Variable type: numeric

skim_variable n_missing complete_rate mean sd p0 p25 p50 p75 p100 hist
RECORD_NBR 0 1 2.184743e+11 1.688984e+11 3030303437.00 3.636306e+09 3.139338e+11 3.630333e+11 3.939394e+11 ▆▁▁▂▇
PAY_YEAR 0 1 2.022000e+03 0.000000e+00 2022.00 2.022000e+03 2.022000e+03 2.022000e+03 2.022000e+03 ▁▁▇▁▁
DEPARTMENT_NO 0 1 6.670000e+00 3.350000e+00 2.00 4.000000e+00 4.000000e+00 8.000000e+00 1.500000e+01 ▇▁▂▃▁
MOU 0 1 1.429000e+01 1.238000e+01 0.00 3.000000e+00 1.200000e+01 2.100000e+01 6.400000e+01 ▇▅▃▁▁
REGULAR_PAY 0 1 9.398666e+04 5.390533e+04 -2784.60 5.699107e+04 8.329789e+04 1.192961e+05 4.191589e+05 ▇▇▂▁▁
OVERTIME_PAY 0 1 7.731190e+03 1.606256e+04 0.00 0.000000e+00 6.508500e+02 7.970890e+03 1.788942e+05 ▇▁▁▁▁
ALL_OTHER_PAY 0 1 5.028420e+03 5.212070e+03 -4203.26 1.573840e+03 4.466120e+03 6.368750e+03 7.459857e+04 ▇▁▁▁▁
TOTAL_PAY 0 1 1.067463e+05 5.872182e+04 200.00 6.574242e+04 9.836682e+04 1.400994e+05 4.251589e+05 ▇▇▂▁▁
CITY_RETIREMENT_CONTRIBUTIONS 0 1 2.808288e+04 1.611783e+04 0.00 1.690269e+04 2.487305e+04 3.613389e+04 1.243225e+05 ▇▆▂▁▁
BENEFIT_PAY 0 1 1.283224e+04 6.662760e+03 0.00 8.156400e+03 1.342632e+04 1.863576e+04 2.104200e+04 ▃▃▃▃▇
# Calculate the average total pay for each category
avg_department <- payroll_2022 |>
  group_by(DEPARTMENT_TITLE) |>
  summarize(avg_total_pay = mean(TOTAL_PAY))

avg_gender <- payroll_2022 |>
  group_by(GENDER) |>
  summarize(avg_total_pay = mean(TOTAL_PAY))

avg_ethnicity <- payroll_2022 |>
  group_by(ETHNICITY) |>
  summarize(avg_total_pay = mean(TOTAL_PAY))

write.csv(avg_department, "avg_department.csv", row.names = FALSE)
write.csv(avg_gender, "avg_gender.csv", row.names = FALSE)
write.csv(avg_ethnicity, "avg_ethnicity.csv", row.names = FALSE)
  1. Data Source:
  • The raw data was obtained from the Los Angeles City Controller’s data portal, available at City Employee Payroll Current Data.

  • The data encompasses payroll information for city employees.

  1. Data Selection and Filtering:
  • The data was filtered online to focus on active, full-time jobs for the year 2022. The specific filters applied were PAY_YEAR = 2022, EMPLOYMENT_TYPE = “FULL_TIME”, and JOB_STATUS = “ACTIVE”.

  • Due to the large size of the dataset, it was divided by department numbers into 10 different subsets, each uploaded separately on GitHub.

  1. Data Integration and Cleaning in R:
  • The R programming language, along with various libraries such as tidyverse, scales, dplyr, stringr, and ggplot2, was used for data manipulation and cleaning.

  • Each department’s dataset was named similarly, differing only in their department numbers.
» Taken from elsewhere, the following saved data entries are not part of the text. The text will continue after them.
PR #2996, opened 2021-09-23
Adding Triboson cards for CASE analysis

wpmccormack:
This is the 4+2 prong dijet topology for the CASE analysis.  The process is W_kk -> W_r + W, where W_r -> WW.  Scan over W_kk and W_r masses


bin/MadGraph5_aMCatNLO/cards/production/2017/13TeV/Triboson_WkkWr/Triboson_M3000_R0.5/Triboson_M3000_R0.5_run_card.dat
```diff
@@ -0,0 +1,270 @@
...
+#*********************************************************************
+# Beam polarization from -100 (left-handed) to 100 (right-handed)    *
+#*********************************************************************
+     0.0     = polbeam1 ! beam polarization for beam 1
+     0.0     = polbeam2 ! beam polarization for beam 2
+#*********************************************************************
+# PDF CHOICE: this automatically fixes also alpha_s and its evol.    *
+#*********************************************************************
+     lhapdf    = pdlabel   ! PDF set                                     
+     263400    = lhaid     ! if pdlabel=lhapdf, this is the lhapdf number#*********************************************************************
```
agrohsje, line 52: what is the reason to use this old pdf ? if you want to use nnpdf 3.0 lo, make sure the corresponding one appears in runcmsgrid.sh as systematic variation.

agrohsje:
Main comment is on pdf. 4fs is correct, gauge and lorentz checks ok.

agrohsje:
I see that in your other PR's you are using: $DEFAULT_PDF_SETS = lhaid which will give you NNPDF 3.1 NNLO. This is the current default. For LO ME's some people prefer a LO PDF but the topic is complicated and really analysis specific.

wpmccormack:
Hi @agrohsje , I updated the PDF choice and verified that the generated events look fine

bin/MadGraph5_aMCatNLO/cards/production/2017/13TeV/Triboson_WkkWr/Triboson_M3000_R0.5/Triboson_M3000_R0.5_run_card.dat
```diff
@@ -0,0 +1,270 @@
...
+#*******************                                                 
+#                                                                    
+#*********************************************************************
+# Tag name for the run (one word)                                    *
+#*********************************************************************
+  tag_1     = run_tag ! name of the run 
+#*********************************************************************
+# Run to generate the grid pack                                      *
+#*********************************************************************
+  #False     = gridpack  !True = setting up the grid pack
```
agrohsje, line 26: don't enable settings. there will always be a default. better to know. anyway, the setting will be centrally handled. i will change the line.

wpmccormack: Ah actually, the template file is this one: bin/MadGraph5_aMCatNLO/cards/production/2017/13TeV/Triboson_WkkWr/Triboson_M_R/Triboson_M_R_run_card.dat

agrohsje:
Hi @wpmccormack . Please check the template run card which I cleaned up a bit. Please fix the example run card. It still has the buggy PDFs.  Please apply your and my changes. Thanks!

wpmccormack:
Hi @agrohsje , The new cuts look fine to me, and I updated the example run card

wpmccormack:
Hi @agrohsje , just a quick ping here similar to PR 2994

bin/MadGraph5_aMCatNLO/cards/production/2017/13TeV/Triboson_WkkWr/Triboson_M_R/Triboson_M_R_customizecards.dat
```diff
@@ -0,0 +1,6 @@
+set param_card kkinputs 5 <MASS>
+set param_card kkinputs 2 6.708000e+00
+set param_card mass 9000025 <MASS_R>
+set param_card mass 9000024 <MASS>
+set param_card DECAY 9000024 1.195600e+01
+set param_card DECAY 9000025 0.31035
```
agrohsje, line 6: Small comment on these settings? Where are these values coming from? As it seems not just to be a small fixed number, maybe the same logic can be applied to all mass points?

agrohsje:
Hi @sihyunjeon @wpmccormack, I just have one small follow-up. Otherwise I am fine with the PR to be merged. Please check @sihyunjeon. Thanks !

wpmccormack:
Hi @agrohsje , good point with the weird numbers.  I used https://github.com/cms-sw/genproductions/tree/dace43b7b79c6c7d01d80bb17b96db6d84326830/bin/MadGraph5_aMCatNLO/cards/production/pre2017/13TeV/Triboson%20search as a template, which is where those number come from.  I've set the width to 3% now Wkk and Wr decays.  Also moved to python for sample card generation

sihyunjeon:
Hello, You should change the name of your directories.
R0.5->R0p5, otherwise this will create a bug when making the samples

wpmccormack:
Hi @sihyunjeon , It was actually only that one sample where the naming convention was like that.  I removed that, since it's old anyways.  The cards generated by Triboson_gen_card.py have names like Triboson_M2000_Mr400

PR #3001, opened 2021-09-28
updating aQGC VBS hadronic&semilep cards

stalbrec:
Hi,

this PR updates the aQGC VBS hadronic and semileptonic cards  (for the processes relevant for the VBS hadronic analysis) as they'll be used for the Summer20 samples, adapting all relevant changes made already to the hadronic SM cards in #2976 and updating to the new version of the dim8-UFO.
So this PR changes:
 - moving the decay of the V-bosons from the `madspin_card.dat` to the `proc_card.dat` 
 - adapting the dr-cuts that were changed in PR #2976 that were effectively already handled by the mjj cut
 - updating to the new dim8-UFO `quarticCKM21v2.tgz` (untarred `QuarticCKM_5_Aug21`) and adding reweighting points for the added operators `T3` and `T4`


sihyunjeon:
Looks good to me

PR #3002, opened 2021-09-29
JHUGen gammaH + decay cards with anomalous couplings added for UL production

lucassmguerra:


agrohsje:
Did you discuss the pdf strategy within JHUGEN analyses? I see NNPDF 3.1 NNLO e.g. here:
https://github.com/cms-sw/genproductions/blob/master/bin/JHUGen/cards/2017/13TeV/anomalouscouplings/WH_NNPDF31_13TeV/SM.input

agrohsje:
Let me add one piece of info which seems a misunderstanding (or might depend on the L2 convener). I am open to any choice as long as it is justified and not random. GEN provided all relevant arguments as well as corresponding tunes to have any preferred choice of PDF/tune.

gritsan:
Hi all: I was asked to comment on a "private thread," but I can say that nobody involved in preparation of the JHUGen gridpacks was aware about that private thread and we were sure that UL samples would be generated with the same PDFs as they were done before UL. In fact, changing PDFs inside of all the gridpacks is a lot of work, for those gridpacks which are already ready. The choice was settled in open meetings more than a year ago, why re-discuss this now in private threads? One way or another, even if there is an issue, it is not something that should hold this PR for weeks. Lets try to close this ASAP and move forward.

PR #3003, opened 2021-09-30
Fix to the script to take into account slha-based scans with multiple gridpacks

cericeci:
Hi all,

Going through request validation I noticed multiple signal samples with parameter scans (i.e. multiple gridpacks) failing the checking script. Explicitely I tested SUS-RunIIAutumn18FSPremix-00170 with validated properly around ~last June but not anymore today.

It seems that something in #2949  broke the logic for these requests as the code would try to unpack a generic gridpack name that in most cases does not exist before checking for the existance of slha configuration in the fragment.

This is a possible solution by moving some of the logic for scans to an earlier part of the code


efeyazgan:
Hi @cericeci thanks for fix. It looks OK. Merging.

PR #3006, opened 2021-10-07
Add Data Cards For LFV Analysis

Jingyan95:
We submit this PR for our UL sample request.
These samples are generated based on SMEFT dimension-6 operators with emutc or emutu final states. Specifically, there are two categories of signals:
1)Top production,
2)Top decay.
For each category, operators with different Lorenz structures are probed:
i)vector-like,
ii)scalar-like,
iii)tensor-like.
For each Lorenz structure, operators with different final states are probed:
i)emutc,
ii)emutu.
Therefore, there are 2x3x2=12 samples.


agrohsje:
Dear @Jingyan95, if some settings in the default param_card.dat needs to be changed you can handle via customize_card (the main purpose of this cms specific card). So no need to add on top. The reason why I am saying: There is no way for us to properly review the praram_card.dat while it is easy to check a few settings in the customize card.

Jingyan95:
> Dear @Jingyan95, if some settings in the default param_card.dat needs to be changed you can handle via customize_card (the main purpose of this cms specific card). So no need to add on top. The reason why I am saying: There is no way for us to properly review the praram_card.dat while it is easy to check a few settings in the customize card.

Dear @agrohsje , we removed the parameter card from this PR because it is almost the same as the one produced by the UFO except for the order of the content.

bin/MadGraph5_aMCatNLO/cards/production/13TeV/LFV_TopProduction_TopDecay/SMEFTfr_TT_clequ1_emutu_run_card.dat
```diff
@@ -0,0 +1,265 @@
...
+$DEFAULT_PDF_SETS = lhaid
+$DEFAULT_PDF_MEMBERS = reweight_PDF     ! if pdlabel=lhapdf, this is the lhapdf number 
+#*********************************************************************
+# Renormalization and factorization scales                           *
+#*********************************************************************
+ F        = fixed_ren_scale  ! if .true. use fixed ren scale
+ F        = fixed_fac_scale  ! if .true. use fixed fac scale
+ 471  = scale            ! fixed ren scale
+ 471  = dsqrt_q2fact1    ! fixed fact scale for pdf1
+ 471  = dsqrt_q2fact2    ! fixed fact scale for pdf2
```
agrohsje, line 61: what is the motivation to set the scale but use F = fixed_ren_scale. Note that the values are irrelevant in this case. Is this what you have in mind ?

agrohsje:
@Jingyan95 please comment on the scale choice. Once this is done this is ok for me to be merged. @sihyunjeon please check and merge once the last question is answered. thanks so much!

Jingyan95:
> @Jingyan95 please comment on the scale choice. Once this is done this is ok for me to be merged. @sihyunjeon please check and merge once the last question is answered. thanks so much!

Dear @agrohsje and @sihyunjeon , those numbers are put in by mistake. I just made a commit to set them to default values.

PR #3014, opened 2021-10-14
Adding input cards for l+jet ttbar with large top width variations

leggat:


bin/Powheg/production/2017/13TeV/TT_hvq/TT_hdamp_widthx0p55_NNPDF31_NNLO_ljets.input
```diff
@@ -0,0 +1,89 @@
...
+nubound 100000  ! number of bbarra calls to setup norm of upper bounding function
+iymax 1        ! <= 10, normalization of upper bounding function in iunorm X iunorm square in y, log(m2qq)
+
+xupbound 2      ! increase upper bound for radiation generation
+
+pdfreweight 0
+
+storeinfo_rwgt 0    ! store weight information
+withnegweights 1    ! default 0
+
```
agrohsje, line 79: general remark: these settings have no effect. they will be disabled by the script. you would need to change run_pwg.py if you want to change the behavior.

PR #3022, opened 2021-10-26
Commit of the cards for the top mass widths of 0.55 and 1.45 (dilepton)

KathrynColdham:


bin/Powheg/production/2017/13TeV/TT_hvq/TT_hdamp_widthx1p45_NNPDF31_NNLO_dilepton.input
```diff
@@ -0,0 +1,80 @@
...
+
+!semileptonic 1      ! uncomment if you want to filter out only semileptonic events. For example,
+                     ! with topdecaymode 10011 and semileptonic 1 you get only events with one top going
+                     ! to an electron or positron, and the other into any hadron.
+
+! Parameters for the generation of spin correlations in t tbar decays
+tdec/wmass 80.4  ! W mass for top decay
+tdec/wwidth 2.141
+tdec/bmass 4.8
+tdec/twidth  1.5065 ! 1.45  x 1.31 central width
```
agrohsje, line 49: this line is still buggy. shouldn't it be 1.8995 ?

KathrynColdham: Ok I can change that, thanks. What does the 1.8995 represent here? I originally copied this card and changed the width from 1.15 to 1.45: https://github.com/jfernan2/genproductions/blob/dafd0072238753e9b78a783da1e144ef84b7e2df/bin/Powheg/production/2017/13TeV/TT_hvq/TT_hdamp_widthx1p15_NNPDF31_NNLO_dilepton.input

agrohsje: The top width at 172.5 GeV is 1.31 (called central width above). Now, the 1.45 that you indicate above is the relative width, i.e. 1.31 * 1.45 (45% increase) so 1.8995. @wajidalikhan and @GiuliaNegro please confirm that this is the intention and the setting should be changed according to my proposal.

wajidalikhan: @agrohsje  yes, it has to be relative width as you mentioned.Thanks a lot for having a critical look. Really appreciated.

This naming convention facilitated the combination of these datasets into one comprehensive dataset using a map function.

  1. Data Processing and Analysis-Ready Dataset:
  • The combined dataset was reviewed using skimr::skim to ensure proper integration and to get an overview of the data structure.

  • The dataset was then processed to calculate the average total pay for each category (department, gender, and ethnicity). This was done using the group_by and summarize functions in R, resulting in three separate datasets: avg_department, avg_gender, and avg_ethnicity.

  • Each of these datasets represents the average total pay categorized by department title, gender, and ethnicity, respectively.

  1. Final Output:
  • The final, analysis-ready datasets (avg_department, avg_gender, avg_ethnicity) were written as .csv files and are included as part of the project submission.

  • These datasets provide a cleaned and structured view of the payroll information, making them suitable for further analysis and visualization in the project.